PR #3832, opened 2024-08-21
epoll test: avoid some subtly dangling pointers

RalfJung:
Turns out `let data = MaybeUninit::<u64>::uninit().as_ptr();` is a dangling pointer, the memory gets freed at the end of that line. For these cases we don't care as we don't actually access the pointer, but let's not do such subtle things.

### DIFF
--- a/tests/pass-dep/libc/libc-epoll.rs
+++ b/tests/pass-dep/libc/libc-epoll.rs
@@ -1,8 +1,7 @@
 //@only-target-linux
 
-#![feature(exposed_provenance)] // Needed for fn test_pointer()
+#![feature(strict_provenance)]
 use std::convert::TryInto;
-use std::mem::MaybeUninit;
 
 fn main() {
     test_epoll_socketpair();
@@ -17,7 +16,6 @@ fn main() {
     test_no_notification_for_unregister_flag();
     test_epoll_ctl_mod();
     test_epoll_ctl_del();
-    test_pointer();
     test_two_same_fd_in_same_epoll_instance();
     test_epoll_wait_maxevent_zero();
     test_socketpair_epollerr();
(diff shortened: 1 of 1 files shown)


tests/pass-dep/libc/libc-epoll.rs
```diff
@@ -261,24 +259,6 @@ fn test_epoll_eventfd() {
...
-    let res = unsafe { libc::socketpair(libc::AF_UNIX, libc::SOCK_STREAM, 0, fds.as_mut_ptr()) };
-    assert_eq!(res, 0);
-
-    // Register fd[1] with EPOLLIN|EPOLLOUT|EPOLLET
-    let data = MaybeUninit::<u64>::uninit().as_ptr();
-    let mut ev =
-        libc::epoll_event { events: EPOLL_IN_OUT_ET, u64: data.expose_provenance() as u64 };
-    let res = unsafe { libc::epoll_ctl(epfd, libc::EPOLL_CTL_ADD, fds[1], &mut ev) };
-    assert_eq!(res, 0);
-}
```
RalfJung, line 280: @tiif what is the point of this test? `data.expose_provenance()` is a completely normal integer, so this isn't testing anything that the other tests wouldn't also cover.

RalfJung: We can already get it back out now though, without blocking epoll_wait.

And even then I don't get the point of the test. It's just testing that we're passing through the integer? We're already testing that in the other tests...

══════════════════════════════

EXERCISE GOAL |
Print exactly the stretch of lines beginning with the one that holds "test_epoll_ctl_del();" and ending at the last line above.

RESPONSE FOR THIS EXERCISE |
     test_epoll_ctl_del();
-    test_pointer();
     test_two_same_fd_in_same_epoll_instance();
     test_epoll_wait_maxevent_zero();
     test_socketpair_epollerr();
(diff shortened: 1 of 1 files shown)


tests/pass-dep/libc/libc-epoll.rs
```diff
@@ -261,24 +259,6 @@ fn test_epoll_eventfd() {
...
-    let res = unsafe { libc::socketpair(libc::AF_UNIX, libc::SOCK_STREAM, 0, fds.as_mut_ptr()) };
-    assert_eq!(res, 0);
-
-    // Register fd[1] with EPOLLIN|EPOLLOUT|EPOLLET
-    let data = MaybeUninit::<u64>::uninit().as_ptr();
-    let mut ev =
-        libc::epoll_event { events: EPOLL_IN_OUT_ET, u64: data.expose_provenance() as u64 };
-    let res = unsafe { libc::epoll_ctl(epfd, libc::EPOLL_CTL_ADD, fds[1], &mut ev) };
-    assert_eq!(res, 0);
-}
```
RalfJung, line 280: @tiif what is the point of this test? `data.expose_provenance()` is a completely normal integer, so this isn't testing anything that the other tests wouldn't also cover.

RalfJung: We can already get it back out now though, without blocking epoll_wait.

And even then I don't get the point of the test. It's just testing that we're passing through the integer? We're already testing that in the other tests...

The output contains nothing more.